Communicating Using the CDC ACM Class#
Serial Status#
Line Coding#
The USB host controls the line coding (baud rate, parity, etc) of the CDC ACM device. When necessary, the application is responsible for setting the line coding.
There are two functions provided to retrieve and set the current line coding, as described in the table below.
Table - CDC ACM Line Coding Functions#
Function | Description |
---|---|
| Your application can get the current line coding settings set either from the host with SetLineCoding requests or with the function |
| Your application can set the line coding. The host can retrieve the settings with the GetLineCoding request. |
Line Control#
The USB host controls the line control (RTS and DTR pins, break signal, and so on) of the CDC ACM device. When necessary, your application is responsible for applying the line controls.
A function is provided to retrieve and set the current line controls, as are described in the table below.
Table - CDC ACM Line Control Functions#
Function | |
---|---|
| Your application can get the current control line state set by the host with the SetControlLineState request. |
Line State#
The USB host retrieves the line state at a regular interval. Your application must update the line state each time it changes. When necessary, your application is responsible for setting the line state.

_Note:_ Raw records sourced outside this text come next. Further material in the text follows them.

PR #1125, opened 2024-11-21
Remove overwrite of PATH

JoshuaSBrown:
## Summary by Sourcery

Deployment:
- Remove the overwrite of the PATH environment variable in the Dockerfile for the Foxx service.

### DIFF
--- a/docker/Dockerfile.foxx
+++ b/docker/Dockerfile.foxx
@@ -22,10 +22,15 @@ ARG BUILD_DIR
 ARG DATAFED_INSTALL_PATH
 ARG DATAFED_DEPENDENCIES_INSTALL_PATH
 
+# WARNING
+#
+# Do not overwrite PATH here, overwriting PATH could lead to inconsistencies in
+# your build. Docker will automatically pull from the host env if declared here.
+# If PATH is different on the host you could create a broken container.
+
 ENV                         BUILD_DIR="${BUILD_DIR}"
 ENV                       DATAFED_DIR="${DATAFED_DIR}"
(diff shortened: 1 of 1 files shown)


docker/Dockerfile.foxx
```diff
@@ -22,10 +22,15 @@ ARG BUILD_DIR
...
+# WARNING
+#
+# Do not overwrite PATH here, overwriting PATH could lead to inconsistencies in
+# your build. Docker will automatically pull from the host env if declared here.
+# If PATH is different on the host you could create a broken container.
+
 ENV                         BUILD_DIR="${BUILD_DIR}"
 ENV                       DATAFED_DIR="${DATAFED_DIR}"
 ENV DATAFED_DEPENDENCIES_INSTALL_PATH="${DATAFED_DEPENDENCIES_INSTALL_PATH}"
-ENV                              PATH=${DATAFED_DEPENDENCIES_INSTALL_PATH}/bin:${PATH}
```
t-ramz, line 28: Why was the path being overwritten in the first place?

t-ramz (approved):

AronPerez (approved):

docker/Dockerfile.foxx
JoshuaSBrown: So that we didn't have to explicitly use /opt/datafed/dependicies/bin in front of the executables we were installing. It was an attempt to make the code more readable.

The reason the CI didn't catch it I think is because the container env was the same as the host, both are run in ubuntu.

PR #1160, opened 2024-12-04
1106 updated proto messages for setting token

nedvedba:
## Summary by Sourcery

Enhancements:
- Update proto messages in SDMS_Auth.proto to support setting tokens.


common/proto/common/SDMS_Auth.proto
```diff
@@ -116,6 +121,8 @@ message UserSetAccessTokenRequest
     required string             access      = 1; // Access token
     required uint32             expires_in  = 2; // Access expiration time in seconds
     required string             refresh     = 3; // Refresh token (never expires)
+    optional AccessTokenType    type        = 4;
```
t-ramz, line 124: Would this mean that optional params can be added as part of the object in the request here?

https://github.com/ORNL/DataFed/blob/devel/web/datafed-ws.js#L1529

common/proto/common/SDMS_Auth.proto
```diff
@@ -21,6 +21,11 @@ enum Protocol
     ID = 2;
 }
 
+enum AccessTokenType {
+    GENERIC = 1;
+    GLOBUS = 2;
+}
```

Two functions are provided to retrieve and set the current line controls, as described in the table below.
Table - CDC ACM Line State Functions#
Function | |
---|---|
| Your application can set any line state event(s). While setting the line state, an interrupt IN transfer is sent to the host to inform about it a change in the serial line state. |
| Application can clear two events of the line state: transmission carrier and receiver carrier detection. All the other events are self-cleared by the ACM serial emulation subclass. |
Subclass Instance Communication#
Silicon Labs' ACM subclass offers the following functions to communicate with the host. For more details about the functions’ parameters, see the CDC ACM Subclass Functions reference.
Function name | Operation |
---|---|
| Receives data from host through a bulk OUT endpoint. This function is blocking. |
| Sends data to host through a bulk IN endpoint. This function is blocking. |
Table - CDC ACM Communication API Summary
sl_usbd_cdc_acm_read()
and sl_usbd_cdc_acm_write()
provide synchronous communication, which means that the transfer is blocking. In other words, upon calling the function, the application blocks until the transfer is complete with or without an error. A timeout can be specified to avoid waiting forever. The example below shows a read and write example that receives data from the host using the bulk OUT endpoint and sends data to the host using the bulk IN endpoint.
Listing - Serial Read and Write Example#
__ALIGNED(4) uint8_t rx_buf[2];
__ALIGNED(4) uint8_t tx_buf[2];
uint32_t xfer_len;
sl_status_t status;
status = sl_usbd_cdc_acm_read(subclass_nbr, (1)
rx_buf, (2)
2u,
0u, (3)
&xfer_len);
if (status != SL_STATUS_OK) {
/* An error occurred. Error handling should be added here. */
}
status = sl_usbd_cdc_acm_write(subclass_nbr, (1)
tx_buf, (4)
2u,
0u, (3)
&xfer_len);
if (status != SL_STATUS_OK) {
/* An error occurred. Error handling should be added here. */
}
(1) The class instance number created with sl_usbd_cdc_acm_create_instance()
provides an internal reference to the ACM subclass to route the transfer to the proper bulk OUT or IN endpoint.
(2) Your application must ensure that the buffer provided to the function is large enough to accommodate all the data. Otherwise, synchronization issues might happen.
(3) To avoid an infinite blocking situation, specify a timeout expressed in milliseconds. A value of ‘0’ makes the application task wait forever.
(4) The application provides the initialized transmit buffer.